─── EXERCISE MATERIALS

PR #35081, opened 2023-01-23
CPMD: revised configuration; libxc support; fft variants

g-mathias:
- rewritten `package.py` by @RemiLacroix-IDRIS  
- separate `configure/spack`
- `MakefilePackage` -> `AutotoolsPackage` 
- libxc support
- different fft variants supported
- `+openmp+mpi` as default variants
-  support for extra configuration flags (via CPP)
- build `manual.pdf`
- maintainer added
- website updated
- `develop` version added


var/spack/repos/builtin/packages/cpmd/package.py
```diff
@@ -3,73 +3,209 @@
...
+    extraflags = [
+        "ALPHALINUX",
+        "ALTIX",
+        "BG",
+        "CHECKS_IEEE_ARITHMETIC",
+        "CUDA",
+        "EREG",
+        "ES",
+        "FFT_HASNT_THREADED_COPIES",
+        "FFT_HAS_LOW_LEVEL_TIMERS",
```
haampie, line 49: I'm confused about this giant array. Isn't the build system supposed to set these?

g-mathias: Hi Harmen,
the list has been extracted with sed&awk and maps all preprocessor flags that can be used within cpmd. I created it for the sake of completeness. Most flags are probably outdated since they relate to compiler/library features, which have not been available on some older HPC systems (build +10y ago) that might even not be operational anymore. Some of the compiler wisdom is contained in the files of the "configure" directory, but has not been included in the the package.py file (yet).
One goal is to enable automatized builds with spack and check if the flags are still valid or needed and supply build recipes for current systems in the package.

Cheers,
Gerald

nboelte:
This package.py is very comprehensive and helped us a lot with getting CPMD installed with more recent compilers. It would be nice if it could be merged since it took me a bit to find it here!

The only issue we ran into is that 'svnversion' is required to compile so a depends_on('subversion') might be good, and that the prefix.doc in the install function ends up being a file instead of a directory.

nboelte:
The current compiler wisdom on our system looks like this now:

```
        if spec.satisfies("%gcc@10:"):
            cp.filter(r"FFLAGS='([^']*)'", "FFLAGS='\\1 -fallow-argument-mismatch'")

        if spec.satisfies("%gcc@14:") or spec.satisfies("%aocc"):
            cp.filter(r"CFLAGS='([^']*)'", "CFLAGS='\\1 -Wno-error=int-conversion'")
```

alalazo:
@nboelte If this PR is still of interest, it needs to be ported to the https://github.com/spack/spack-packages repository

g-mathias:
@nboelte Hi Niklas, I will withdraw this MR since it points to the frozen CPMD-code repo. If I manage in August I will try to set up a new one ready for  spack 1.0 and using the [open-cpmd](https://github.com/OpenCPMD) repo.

──────
─── EXERCISE MATERIALS

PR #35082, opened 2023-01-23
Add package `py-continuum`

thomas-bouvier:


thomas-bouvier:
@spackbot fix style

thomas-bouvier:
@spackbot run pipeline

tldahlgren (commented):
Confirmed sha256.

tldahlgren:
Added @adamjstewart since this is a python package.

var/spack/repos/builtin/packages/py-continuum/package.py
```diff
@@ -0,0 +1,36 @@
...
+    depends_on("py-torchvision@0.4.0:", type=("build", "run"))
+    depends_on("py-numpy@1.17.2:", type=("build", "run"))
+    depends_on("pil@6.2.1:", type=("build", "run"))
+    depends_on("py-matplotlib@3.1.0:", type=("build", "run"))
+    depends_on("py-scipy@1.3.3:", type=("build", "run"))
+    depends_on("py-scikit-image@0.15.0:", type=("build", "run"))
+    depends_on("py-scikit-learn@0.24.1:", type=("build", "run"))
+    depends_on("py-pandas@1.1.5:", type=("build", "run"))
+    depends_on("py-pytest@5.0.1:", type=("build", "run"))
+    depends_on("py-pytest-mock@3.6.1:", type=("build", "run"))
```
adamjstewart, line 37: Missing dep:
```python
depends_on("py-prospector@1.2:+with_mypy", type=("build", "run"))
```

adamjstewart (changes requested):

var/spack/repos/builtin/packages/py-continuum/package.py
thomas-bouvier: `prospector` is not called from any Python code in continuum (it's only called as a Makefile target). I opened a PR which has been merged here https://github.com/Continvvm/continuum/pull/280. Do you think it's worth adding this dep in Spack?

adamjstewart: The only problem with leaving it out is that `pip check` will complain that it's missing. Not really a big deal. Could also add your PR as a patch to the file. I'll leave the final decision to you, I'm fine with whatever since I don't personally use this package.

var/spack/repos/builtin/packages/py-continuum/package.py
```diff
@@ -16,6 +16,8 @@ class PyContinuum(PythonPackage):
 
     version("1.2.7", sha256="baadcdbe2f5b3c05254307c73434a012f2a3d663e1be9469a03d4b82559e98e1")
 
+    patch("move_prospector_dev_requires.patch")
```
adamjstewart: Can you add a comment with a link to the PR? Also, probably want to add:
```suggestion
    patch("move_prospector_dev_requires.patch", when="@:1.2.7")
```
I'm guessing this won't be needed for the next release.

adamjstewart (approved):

──────
─── EXERCISE MATERIALS

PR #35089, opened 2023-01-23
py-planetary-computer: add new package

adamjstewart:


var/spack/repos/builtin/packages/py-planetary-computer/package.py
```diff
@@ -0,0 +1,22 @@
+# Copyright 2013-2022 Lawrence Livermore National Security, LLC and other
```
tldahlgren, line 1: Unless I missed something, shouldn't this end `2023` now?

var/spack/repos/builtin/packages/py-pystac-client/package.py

──────

→ **ACTIVITY**
When you reach the line holding "haampie, line 49: I'm" in the records above, begin reproducing exactly, stop after the line holding "This package.py is", and output nothing else.

→ **THE ANSWER**
haampie, line 49: I'm confused about this giant array. Isn't the build system supposed to set these?

g-mathias: Hi Harmen,
the list has been extracted with sed&awk and maps all preprocessor flags that can be used within cpmd. I created it for the sake of completeness. Most flags are probably outdated since they relate to compiler/library features, which have not been available on some older HPC systems (build +10y ago) that might even not be operational anymore. Some of the compiler wisdom is contained in the files of the "configure" directory, but has not been included in the the package.py file (yet).
One goal is to enable automatized builds with spack and check if the flags are still valid or needed and supply build recipes for current systems in the package.

Cheers,
Gerald

nboelte:
This package.py is very comprehensive and helped us a lot with getting CPMD installed with more recent compilers. It would be nice if it could be merged since it took me a bit to find it here!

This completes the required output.